What you need to do →
Go over the listing below line by line, and return each one holding the string "https".

Input for this task →
= = = =
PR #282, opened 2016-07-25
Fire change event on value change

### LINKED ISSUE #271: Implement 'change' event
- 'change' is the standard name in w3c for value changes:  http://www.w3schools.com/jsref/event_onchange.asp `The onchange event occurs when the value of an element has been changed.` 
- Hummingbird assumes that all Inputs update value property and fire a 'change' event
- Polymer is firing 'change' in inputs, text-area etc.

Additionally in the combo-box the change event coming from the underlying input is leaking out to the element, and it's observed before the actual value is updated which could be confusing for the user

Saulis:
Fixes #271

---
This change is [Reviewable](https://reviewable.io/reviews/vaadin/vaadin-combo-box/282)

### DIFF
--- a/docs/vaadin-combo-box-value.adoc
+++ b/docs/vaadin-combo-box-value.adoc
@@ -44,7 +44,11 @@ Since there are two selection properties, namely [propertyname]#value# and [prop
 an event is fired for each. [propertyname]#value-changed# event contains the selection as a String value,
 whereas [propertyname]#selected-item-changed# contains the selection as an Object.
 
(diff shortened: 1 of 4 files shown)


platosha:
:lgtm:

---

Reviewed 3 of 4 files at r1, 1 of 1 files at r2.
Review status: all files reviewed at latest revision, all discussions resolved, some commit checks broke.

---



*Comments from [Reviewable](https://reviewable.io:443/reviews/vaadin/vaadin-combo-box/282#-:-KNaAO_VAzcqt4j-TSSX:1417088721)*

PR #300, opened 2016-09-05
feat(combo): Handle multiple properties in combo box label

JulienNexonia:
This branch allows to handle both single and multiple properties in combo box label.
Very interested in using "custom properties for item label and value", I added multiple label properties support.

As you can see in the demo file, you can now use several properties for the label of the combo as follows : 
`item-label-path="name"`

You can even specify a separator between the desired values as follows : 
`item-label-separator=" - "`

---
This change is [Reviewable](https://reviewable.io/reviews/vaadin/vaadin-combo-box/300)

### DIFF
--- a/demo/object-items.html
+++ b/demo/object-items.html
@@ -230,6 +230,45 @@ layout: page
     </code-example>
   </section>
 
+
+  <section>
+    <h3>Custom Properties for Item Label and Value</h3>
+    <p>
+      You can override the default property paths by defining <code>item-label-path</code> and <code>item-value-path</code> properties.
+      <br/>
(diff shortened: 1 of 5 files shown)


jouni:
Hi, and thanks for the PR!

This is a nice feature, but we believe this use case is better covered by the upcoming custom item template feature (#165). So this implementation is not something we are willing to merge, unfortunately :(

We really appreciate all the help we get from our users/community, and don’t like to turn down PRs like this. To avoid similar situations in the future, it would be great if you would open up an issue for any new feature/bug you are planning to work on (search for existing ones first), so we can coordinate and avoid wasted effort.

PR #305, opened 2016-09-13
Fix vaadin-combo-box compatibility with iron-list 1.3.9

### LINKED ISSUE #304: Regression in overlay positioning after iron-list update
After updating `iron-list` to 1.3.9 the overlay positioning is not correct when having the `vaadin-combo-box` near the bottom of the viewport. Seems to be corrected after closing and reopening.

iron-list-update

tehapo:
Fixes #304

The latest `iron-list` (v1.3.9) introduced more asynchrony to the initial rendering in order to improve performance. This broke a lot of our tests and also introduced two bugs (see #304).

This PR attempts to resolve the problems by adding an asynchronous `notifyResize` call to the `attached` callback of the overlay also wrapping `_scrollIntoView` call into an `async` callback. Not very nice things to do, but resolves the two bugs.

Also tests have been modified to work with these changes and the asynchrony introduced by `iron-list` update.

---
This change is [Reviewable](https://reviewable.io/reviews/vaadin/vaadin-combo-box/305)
= = = =
Output →
This change is [Reviewable](https://reviewable.io/reviews/vaadin/vaadin-combo-box/282)
*Comments from [Reviewable](https://reviewable.io:443/reviews/vaadin/vaadin-combo-box/282#-:-KNaAO_VAzcqt4j-TSSX:1417088721)*
This change is [Reviewable](https://reviewable.io/reviews/vaadin/vaadin-combo-box/300)
This change is [Reviewable](https://reviewable.io/reviews/vaadin/vaadin-combo-box/305)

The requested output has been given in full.